Я быстро глушу двигатель, чтобы скрыть правду. Боюсь, если он узнает, то снова начнет уговаривать меня провести Рождество с ним и его отцом. Они, конечно, милейшие, но я не могу представить ничего ужасней, чем пытаться веселиться и праздновать.
– О, нет, я на месте… Да, в машине. Просто в магазин приехала за продуктами, – бормочу я и прикрываю глаза, ругая себя за ложь. – Сам понимаешь, пироги, печенье, чипсы и соусы, все по классике. Дорога до деревни симпатичная, прогуляться приятно, но начался снегопад, поэтому я решила проехаться. Хоть и красиво, не хочется поскользнуться и сломать лодыжку в первый же день.
Я выдавливаю смешок и слышу, как на заднем фоне на другом конце провода болтают мои коллеги – отчетливый заразительный смех нашего дизайнера Мии, хриплый голос копирайтера Рори, распевающего колядки на ее потеху. Они тайком встречаются, я точно знаю, хоть и отрицают это годами.
По крайней мере не только я живу во лжи.
– Ох, Роуз, я весь зеленый от зависти и этому рад, – говорит Карлос. – Verde de envidia. В Дублине льет, как из ведра. Тут серо, хмуро, ужасно, слякотно и мокро. Даже дельфин впал бы в депрессию, увидев эту картину. Ну же, расскажи что-нибудь еще. Мне нужно вдохновение для этого проекта. Давай, опиши, что ты видишь прямо сейчас.

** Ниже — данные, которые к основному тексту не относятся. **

PR #2992, opened 2018-05-02
Archive dm threads

alejandronanez:
**Status**
- [x] WIP
- [ ] Ready for review
- [x] Needs testing

- api
- hyperion (frontend)

YES

- Initial work for `Archive Messages` mentioned in https://github.com/withspectrum/spectrum/issues/2991

So far I got:
- Mutation for marking a DM thread as `archived` / `un-archived`
- Migration to handle archiving / unarchiving


package.json
```diff
@@ -246,6 +246,7 @@
     "db:seed": "cross-env NODE_PATH=./ node api/migrations/seed/index.js",
     "db:reset": "yarn run db:drop && yarn run db:migrate && yarn run db:seed",
     "rethinkdb:migrate": "rethinkdb-migrate -f ./api/migrations/config.js",
+    "rethinkdb:migrate:generate": "rethinkdb-migrate create -f ./api/migrations/config.js --",
```
mxstbr: Nitpick: Let's call this `rethinkdb:migrate:create` in order to be consistent with the actual command run

api/migrations/20180501222559-add-isArchived-archivedBy.js
```diff
@@ -0,0 +1,31 @@
+exports.up = function(r, conn) {
+  /**
+    We're adding `isArchived` and defaulting it to `false` in `usersDirectMessageThreads`
+    All DMThreads are not archived
+  */
+  return Promise.all([
+    r
+      .table('usersDirectMessageThreads')
+      .update({
+        isArchived: false,
```
mxstbr: Do you reckon we need to do this or can we let it be `undefined` for all existing threads and handle that as if it was `false`?

api/types/DirectMessageThread.js
```diff
@@ -53,11 +53,17 @@ const DirectMessageThread = /* GraphQL */ `
...
+  input isArchivedDMThreadInput {
+    isArchived: Boolean!
+    threadId: ID!
+  }
 
 	extend type Mutation {
 		createDirectMessageThread(input: DirectMessageThreadInput!): DirectMessageThread
-		setLastSeen(id: ID!): DirectMessageThread
+    setLastSeen(id: ID!): DirectMessageThread
+    changeIsArchivedDirectMessageThread(input: isArchivedDMThreadInput!): DirectMessageThread
```
mxstbr: What do you think about calling this `archiveDirectMessageThread` or something like that in order to be more consistent with our existing mutations?

api/models/usersDirectMessageThreads.js
```diff
@@ -103,6 +104,30 @@ const updateDirectMessageThreadNotificationStatusForUser = (
...
+};
+
+const getDirectMessageThread = (
+  threadId: string,
+  userId: string
+): Promise<Object> => {
+  return db
+    .table('usersDirectMessageThreads')
+    .filter({ threadId })
+    .filter({ userId })
```
mxstbr: RethinkDB-specific performance note: Using `.filter` is reeeaaaallly slow. It iterates through the entire set before the `.filter`, so in this case this will check every single record in the table. Instead, you can use `.getAll` with an index, which is achieves the same thing much much faster!

We already have indexes for both `userId` and `threadId` on the `usersDirectMessageThreads` table, so you can use either in combination with `.getAll` and it'll be much much much faster:

```JS
return db
  .table('usersDirectMessageThreads')
  // First, use the threadId index to quickly get all records for this thread
  .getAll(threadId, { index: 'threadId' })
  // ...and only then filter by userId to get the specific record we want
  // Here, filtering is fine because here it's only 2-10 records we're filtering through, not the entire table
  .filter({ userId })
  .run();
```

We could also do it the other way around (first use `getAll` with the `userId` index, then filter by `threadId`), but my intuition is that people usually have more DM threads total than participants in DM threads, so this way _should_ be faster.

mxstbr (commented):
Looking great so far! 😍 A couple small nitpicks inline, but I'm liking the way this is shaping up

api/types/DirectMessageThread.js
alejandronanez: Makes sense to me. I will update this on my next commit.

package.json
alejandronanez: Good call.

api/migrations/20180501222559-add-isArchived-archivedBy.js
alejandronanez: Well, I chose `false` instead of `undefined` to keep things more _explicit_, but if you have strong opinions on `undefined` vs `false` I can change it.

How are handling this kind of flags across the whole application btw?

mxstbr: That makes sense to me, that's exactly how we handle them elsewhere too. Let's do this!

brianlovin:
One note, I think we might have some inconsistencies, but let's use the following convention:

```
{
  archivedAt: Date
}
```

and in graphql we can remap that to `isArchived`. 

The reason is that we want to, as best as possible, keep records of when these changes are happening, and who made the changes. This is where we aren't doing a great job, but having data models like:

```
modifiedAt: Date
modifiedBy: string
```

will give us a ton more detail than `isModified: Boolean`

brianlovin:
Also if we are unarchiving, why don't we do:

```
archivedAt: r.literal()
```

to clear the entire field? We do this for locking threads, see `api/models/thread:340-347`:

```
.update(
  {
    isLocked: value,
    lockedBy: value === true ? userId : db.literal(),
    lockedAt: value === true ? new Date() : db.literal(),
  },
  { returnChanges: true }
)
```

brianlovin:
Looking at that code snippet for locking threads, we're breaking our own rules. We shouldn't have the `isLocked` field - we should rely on the existence of `lockedAt` to determine if the thread is locked or not.

api/migrations/20180501222559-add-isArchived-archivedBy.js
brianlovin: Re: comments on the PR - why don't we just leave `isArchived` off completely? The non-existence of the field already tells us that it's not archived, and avoids us having to write a migration :)

alejandronanez: Hmmm, that said (+ your [comment](https://github.com/withspectrum/spectrum/pull/2992#issuecomment-386027520))
`archivedAt` makes sense instead of `isArchived`, but `archivedBy` does not. We already have an `userId` in `usersDirectMessageThreads` so adding `archivedBy` will be duplicating information.

brianlovin: Yup, in this case we don't need `archivedBy` :)

alejandronanez:
I'm calling the day, here's what I accomplished:

1. Created a mutation to `archive` and `unarchive` a thread
```graphql
mutation changeIsArchived($input: isArchivedDMThreadInput!) {
  archiveDirectMessageThread(input:$input) {
    id
  }
}

# variables
{
  "input": {
    "isArchived": true, # you can change true/false
    "threadId": "the thread id"
  }
}
```
2. Create the tabs for switching between `Inbox` and `Archived` messages on mobile and desktop
mobile
desktop
3. Showing a `purple dot`, this should be replace with the gear icon. Talk to @uberbryn about this. After talking with @brianlovin, we agreed that:
  a. For desktop, The dot should be visible on hover 
dot-desktop
  b. For mobile, The dot should always be visible 
dot-mobile
3. Created `/messages/archived` to load archived messages
4. Created a npm command to create migrations you should run `yarn run rethinkdb:migrate:create migration-name` in order to generate a new migration.
5. Fixed a minor bug where username was cut off in direct messages screen because to `line-height`

## What's pending:
1. Create the tooltip component and wire it up to the gear icon
2. Call the mutation using the thread id as shown in the mutation
3. Touch some code (still not sure what) in `Athena` regarding notifications, I guess this should be related to filtering what messages are not archived and send notifications only to those messages
4. Unit tests!

api/mutations/directMessageThread/archiveDirectMessageThread.js
```diff
@@ -0,0 +1,52 @@
...
+
+export default async (
+  _: any,
+  { input }: isArchivedDMThreadInput,
+  { user }: GraphQLContext
+) => {
+  const currentUser = user;
+
+  if (!currentUser) {
+    return new UserError('You must be signed in to send a direct message.');
```
LetItRock: There should be a different message right?

api/mutations/directMessageThread/archiveDirectMessageThread.js
```diff
@@ -0,0 +1,52 @@
...
+
+  const { isArchived } = input;
+
+  try {
+    await updateIsDirectMessageThreadArchived(
+      directMessageThread.id,
+      isArchived
+    );
+
+    return directMessageThread;
```
LetItRock: I'm not sure, but probably this ```directMessageThread``` would not have updated ```isArchived``` flag...

src/views/directMessages/containers/index.js
```diff
@@ -120,6 +127,9 @@ class DirectMessages extends React.Component<Props, State> {
       data.user.directMessageThreadsConnection.pageInfo &&
       data.user.directMessageThreadsConnection.pageInfo.hasNextPage;
 
+    const isInActiveMessages = this.props.match.path === '/messages';
+    const isInArchivedMessages = this.props.match.path === '/messages/archived';
```
LetItRock: you have couple of places where you are using those strings, better to have a consts for them ;)

src/views/directMessages/containers/index.js
```diff
@@ -130,11 +140,30 @@ class DirectMessages extends React.Component<Props, State> {
...
+                to="/messages/archived"
+                onClick={() => this.setActiveThread('new')}
+                isActive={isInArchivedMessages}
+              >
+                Archived
+              </TabsLink>
+            </TabsContainer>
+            <NewMessageLink
+              to="/messages/new"
+              onClick={() => this.setActiveThread('new')}
```
LetItRock: you are creating three times arrow function which basically do the same... it would be better to declare it as a class property, and you will have only one place where the logic is...

api/mutations/directMessageThread/archiveDirectMessageThread.js
alejandronanez: Oops. Yeah you’re right!

src/views/directMessages/containers/index.js
alejandronanez: Yeah, generally speaking we have hardcoded routes all over the place. I guess it could be a good start for another PR, maybe a `good first pr` type of work.

alejandronanez: Not only routes but strings in general. Moving forward it would be great to move Errors/Messages and routes somewhere else :-)

api/mutations/directMessageThread/archiveDirectMessageThread.js
alejandronanez: Hmmm good call. We could return the updated DM from the line above to fix this. 👌🏼

src/views/directMessages/containers/index.js
alejandronanez: Yeah, I forgot to remove those before sending my last commit.

alejandronanez:
@brianlovin @mxstbr since there's no _general dropdown_ component, what do you think about show/hide an anchor that says `archive / unarchive` instead of having the gear icon that displays the dropdown on click?

alejandronanez:
I think [this](https://github.com/withspectrum/spectrum/pull/2992#issuecomment-388685525) can work for now - unless it won't delay this PR _that much_.

What I think will be a good plan for this is:
1. Finish this PR with the anchors for archive/unarchive
2. Create another PR to create a generic dropdown/pop-over component
3. Replace `archive/unarchive` anchors with the dropdown created in ^
4. Start implementing the other DM security features.

mxstbr:
That sounds good to me!

api/models/usersDirectMessageThreads.js
```diff
@@ -92,6 +92,49 @@ const updateDirectMessageThreadNotificationStatusForUser = (threadId: string, us
...
+const unarchiveDirectMessageThread = (
+  userDirectMessageThreadId: string
+): Promise<Object> => {
+  return db
+    .table('usersDirectMessageThreads')
+    .get(userDirectMessageThreadId)
+    .update(
+      {
+        archivedAt: db.literal(),
+        receiveNotifications: true,
```
alejandronanez: This should **turn notifications on** when a thread is unarchived, right? @mxstbr @brianlovin

api/models/usersDirectMessageThreads.js
```diff
@@ -92,6 +92,49 @@ const updateDirectMessageThreadNotificationStatusForUser = (threadId: string, us
...
+const archiveDirectMessageThread = (
+  userDirectMessageThreadId: string
+): Promise<Object> => {
+  return db
+    .table('usersDirectMessageThreads')
+    .get(userDirectMessageThreadId)
+    .update(
+      {
+        archivedAt: new Date(),
+        receiveNotifications: false,
```
alejandronanez: This should **turn notifications off** when a thread is unarchived, right? @mxstbr @brianlovin

api/queries/user/directMessageThreadsConnection.js
```diff
@@ -6,19 +6,22 @@ import { getDirectMessageThreadsByUser } from '../../models/directMessageThread'
 
 export default async (
   _: any,
-  { first = 15, after }: PaginationOptions,
+  { first = 15, after, isArchived = false }: PaginationOptions,
```
alejandronanez: I'm not sure about this being here (PaginationOptions)

src/views/directMessages/components/messageThreadListItem.js
```diff
@@ -1,19 +1,65 @@
...
+  };
+
+  handleArchiveDMThread = e => {
+    e.stopPropagation();
+    e.preventDefault();
+    const { thread: { id: threadId }, dispatch } = this.props;
+
+    this.props
+      .archiveDirectMessageThread(threadId)
+      .then(({ data }) => {
```
alejandronanez: @mxstbr I should update the `UserDMThreads` after this operation, but the _refresh_ is not happening. My guess is that I'm calling this mutation in `src/views/directMessages/components/messageThreadListItem.js` instead of `src/views/directMessages/containers/index.js`.
Is that correct?

alejandronanez (commented):
This is looking better 💯 
archive-dms

## TODO
- [ ] Typings
- [ ] Update DM threads after mutation
- [ ] Resolve son PR questions.

api/models/usersDirectMessageThreads.js
brianlovin: I don't think archiving and unarchiving should affect the notification settings - all it should do is hide it from the UI. New messages in that thread should definitely send notifications and mark it as un-archived right?

src/views/directMessages/components/messageThreadListItem.js
brianlovin: Not totally sure about this one - is the mutation response returning the exact same shape of data as what the direct message thread received on initial query? Apollo needs to match those in order to handle the automatic updates via cache updates.

I'm going to pull this branch and give it a try :)

api/models/usersDirectMessageThreads.js
alejandronanez: @brianlovin in the initial requirements we had:

> Archiving direct message threads: Let users archive DM threads; archived threads are hidden/not loaded for the user who archived it(!) when navigating to the main DM screen; no notifications are sent for new messages in archived threads; there's some sort of tab or filter that let's users look at their archived threads and un-archive them

As we discussed previously, we say that the only way that a message comes back to active and start sending notifications again is when you:
a) send a message in the archive thread
b) click "unarchive"

Am I missing something? I know rules can change pretty quickly though :P

brianlovin: Ah sorry, yeah I think we miscommunicated there or we had inconsistent communication - that's my bad. I think that there is a difference between muting a thread and archiving a thread. Muting would imply that you no longer want to receive notifications. Archiving is more about inbox management and clearing out old conversations to make the direct messages list easier to parse. But a new message in an archived thread is still important - so we resurface it and send a new notification.

brianlovin:
@alejandronanez I started digging in, found that pagination doesn't work. Gets this error:

screenshot 2018-05-15 14 24 37

alejandronanez:
> @alejandronanez I started digging in, found that pagination doesn't work. Gets this error:

Oh wow, I'll take a look at that then.

api/models/usersDirectMessageThreads.js
alejandronanez: If I understand this correctly is that if I want to `mute` a thread I should update  `receiveNotifications` to false and vice-versa. Correct?

alejandronanez: And muting a thread will be another task.

superbryntendo:
I'm going to work on generalizing @brianlovin's dropdown component from the settings pages so that we can use that in instances like this.

Seeing this IRL, the archive action seems a little too prominent to me - especially on mobile. Maybe we should move it inside the DM thread.

alejandronanez:
@brianlovin just in case, I fixed the pagination issue here https://github.com/withspectrum/spectrum/pull/2992/commits/9a341eb186c232c8f05d072a43d568ce4cfc99ee

mxstbr:
After yesterdays DM spam I'm picking this back up. Going to try and finish both archiving and leaving today!

mxstbr:
Latest commit finishes it off with the ability to leave DM threads. Now all three of archiving, unarchiving and leaving seem to work fine! @brianlovin mind giving this a good review both code and design wise? It's very unpolished and probably needs a little bit more work, if you just wanna jump in and finish it off 👍

brianlovin:
Phew, finally figured out how to push to this branch. :P 

Okay, so @mxstbr I didn't finish today but will be able to wrap this up tomorrow. Would appreciate some help thinking this through:

1. Archive/unarchive dm thread
2. Mute/unmute dm thread
3. Delete dm thread
4. Leave group dm thread

Here's how I envision these things behaving:

### Archiving dm threads
Archiving is used by people to triage their DM inbox. It's for people who want to clean up their inbox, see fewer old threads. This has nothing to do with spam or harassment, and doesn't impact notifications. If someone archives a DM thread, but another person replies in that same thread, it should become unarchived and send a notification.

### Muting dm threads
Muting is all about notifications. It is separate from archiving. If I mute a thread, it doesn't become archived - I simply stop receiving notifications for it. If I mute an archived thread, and someone else replies in that thread, it will unarchive the thread but I will not receive a notification for it. It will still appear as unread in my inbox. Muted threads should not badge the tab bar (this may be hard to do...)

### Leaving dm threads
You should only be able to leave a group dm thread. Eventually we'll need an "add user to thread" option for group threads, but let's not worry about it now. 

### Deleting dm threads
Deleting a dm thread deletes it for all participants of the threads. We don't delete the messages inside the thread (although we should mark them with `deletedAt: new Date()`) but simply make it impossible for any of the participants to ever see that thread in their inbox again. Any participant in a dm thread can delete that thread. This seems to be standard behavior for messaging apps.

Given all of this, I made the changes in the commits above. What I need to do next still is:
- polish up the UI on the frontend
- ensure muted threads don't send notifications
- ensure muted threads don't badge the tab bar
- test muting/unmuting
- test deleting
- test archiving/unarchiving
- text leaving a group convo

Would appreciate any help testing those cases and thinking through the backend to make sure we're making the appropriate changes in the DB to protect against querying for deleted threads, not, sending notifications for muted threads, etc.

I think a follow-on PR will be to add a 'report thread' option. For 1:1 threads it should open the report modal for the other participant. For 1:many threads it should open a modal that allows the reporting user to pick the participants they are reporting in that group thread. Let's do that later, but just trying to think through the final dropdown options:
- mute/unmute
- archive/unarchive
- leave (group)
- delete
- report

Anything else?

mxstbr:
I don't agree with all of that plan:

- **I don't think deleting should be a thing.** Why should I, a single person, be able to delete an entire group DM with 10 other people and all the content is gone not only for me but also for them? That's really really really destructive and could be used for horrible purposes like insulting somebody, waiting until they see it and then deleting the entire thread for everybody. I should be able delete DM threads for myself, but that should not affect anybody else in the DM thread—i.e. I should be able to leave it. Imo we only need leave, for all threads, no need for deleting.
- **I don't think archiving should work that way**, that's a really unnecessary feature imo. I'm never going to go and manually archive DM threads, especially if they're just going to pop back in as soon as somebody replies. (since they're ordered by recent activity anyway it's not like I'm ever digging through that list and need to organize it, where manually archiving would be useful) I could maybe see that behavior if it was automatic and would hide the thread as soon as I looked at it and either replied or ignored it, but honestly I don't want that either, I just a list of my DM threads ordered by recency.
Imo archiving should mute and hide the thread in the archived tab forever. It should never be moved back to the inbox unless I manually go into archived, look the thread up and unarchive it. That's what I'd expected when I _archive_ a thread.
- I also don't think we need to have "Report a DM thread" (yet?). In the future it might be nice to be able to report any type of content on Spectrum, but really in 99% of cases you want to report the user behind the DM thread anyway, so our report user functionality should be enough for a long while here. (especially since you can just add a comment saying you're reporting the user for that DM thread)

Does that make sense?

brianlovin:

Я прикрываю глаза и хихикаю. Дельфин в депрессии? Это что-то новенькое, даже из уст Карлоса.
Я пытаюсь выглянуть в ветровое стекло, но понимаю, что даже если бы хотела рассказать правду, не могла бы – тонкий слой снега покрывает его, как одеялом. Так что я пользуюсь своим, всегда ярким, воображением.
– Я вижу милый побеленный домик, из трубы которого валит дым, – говорю я, и Карлос чуть не тает. – В очаге камина горит огонь, я даже с улицы вижу оранжевые языки пламени.
– Ох, ты меня убиваешь.
– Через сад к дому ведет элегантная дорожка из розового камня, хотя сейчас она, конечно, припорошена снегом. А кровля на домике соломенная. Снаружи ни звука, только редкое уханье совы и далекий шум прибрежных волн – море видно прямо с крыльца дома.
Я чувствую, как по щеке стекает слеза.
– Ого!
– Все идет по плану, Карлос, – вру я. – А теперь возвращайся к работе, дорогой. Я сюда приехала наслаждаться уединением, а не слушать про проект для Рэйни, без обид.
– Говорит женщина, которая взяла с собой ноутбук.
– Взяла. Что тут сказать? Возможно, я зайду в удаленку ради своего спокойствия. Пока вы все не ушли на праздники.
– Да, пока я еще тут. Мэйв и Ивонн все не дают мне покоя, спрашивают, куда ты поехала. И я еще наткнулся на другую твою подругу, Софи, еще и где – в банке. Она хотела забежать тебя проведать. Они не любопытствуют, просто переживают. Что им сказать?